20. Glycoprotéine selon la revendication 19, caractérisée en ce que sa séquence consiste en une séquence choisie parmi les séquences identifiées en SEQ ID NO: 15, SEQ ID NO: 16 et SEQ ID NO: 17.

21. Glycoprotéine selon la revendication 12, caractérisée en ce que, selon les mutations (c' ) , au moins une mutation est effectuée au niveau de l'acide aminé 269 de la région C2, la position desdits sites de glycosylation conservés d'un isolât primaire de primoinfection à un autre pouvant varier d'un à huit acides aminés .

22. Glycoprotéine selon la revendication 12, caractérisée en ce que, selon les mutations (d' ) , au moins une mutation est effectuée au niveau de l'acide aminé 294 de la région V3, la position desdits sites de glycosylation conservés d'un isolât primaire de primoinfection à un autre pouvant varier d'un à huit acides aminés .

23. Composition pharmaceutique comprenant : (i) au moins un gène muté codant pour une glycoprotéine d'enveloppe mutée du virus VIH-1, ledit gène muté étant choisi parmi l'un quelconque des gènes décrits dans l'une quelconque des revendications 1 à 11 et étant placé sous le contrôle de séquences de régulation permettant son expression dans une cellule hôte, un véhicule pharmaceutiquement acceptable, et de manière facultative un agent additionnel qui facilite la pénétration dudit gène muté dans ladite cellule et/ou qui permet de cibler ladite cellule ; ou

(ii) au moins le gène identifié en (i) clone dans un vecteur viral recombinant .

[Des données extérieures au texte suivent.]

PR #245, opened 2019-06-04
feat: add default resolvers 

### LINKED ISSUE #134: Add optional support for external $ref in CLI
### **I'm submitting a...**
  - [ ] bug report
  - [x] feature request

The default behavior of Spectral v2.0 is to operate only on the original description object for 95% of the rules, and the uses the `resolvedTarget` in a few rules which specifically request that resolved version of the object (like oasOpsParams). 

Spectral CLI uses [json-ref-parser](https://github.com/stoplightio/json-ref-resolver) to created that resolvedTarget, and by default json-ref-parser only processes internal `$ref`. This is a safe default, because $ref can be potentially used maliciously if you are working with description files you don't control.  

This is unexpected for people transitioning from Speccy, which did external by default. See #108.

Maybe we could have a new CLI option for the `lint` command, maybe `--external`.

24. Composition pharmaceutique comprenant :

-au moins une glycoprotéine d'enveloppe mutée du virus VIH-1, ladite glycoprotéine mutée étant choisie parmi l'une quelconque des glycoprotéines décrites dans l'une quelconque des revendications 12 à 22,

-un véhicule et/ou excipient et/ou adjuvant et/ou diluant pharmaceutiquement acceptable.

25. Procédé pour obtenir des anticorps selon lequel on immunise un animal mammifère, tel que souris ou rat ou singe, avec au moins un gène muté codant pour une glycoprotéine d'enveloppe mutée du virus VIH-1, ledit gène muté étant choisi parmi l'un quelconque des gènes décrits dans l'une quelconque des revendications 1 à 11 et étant placé sous le contrôle de séquences de régulation permettant son expression in vivo .

26. Procédé pour obtenir des anticorps selon lequel on immunise un animal mammifère, tel que souris ou rat ou singe, avec au moins une glycoprotéine d'enveloppe mutée du virus VIH-1, ladite glycoprotéine mutée étant choisie parmi l'une quelconque des glycoprotéines décrite dans l'une quelconque des revendications 12 à 22.

27. Anticorps obtenus selon le procédé de la revendication 25 ou 26.

28. Composition pharmaceutique comprenant au moins un anticorps selon la revendication 27.

29. Procédé d'évaluation d'un agent thérapeutique, selon lequel on administre à un animal au moins un gène muté codant pour une glycoprotéine d'enveloppe mutée du virus VIH-1 tel que décrit dans l'une quelconque des revendications 1 à 11, et on réalise :

- un dosage d'anticorps spécifiques de la glycoprotéine mutée, et/ou

- un dosage des anticorps neutralisants spécifiques de la glycoprotéine mutée ou native, et/ou

- un dosage de la réponse immune cellulaire induite contre la glycoprotéine mutée par exemple par un test d' activation in vitro de cellules lymphocytes T « helper » spécifique (s) de la glycoprotéine mutée.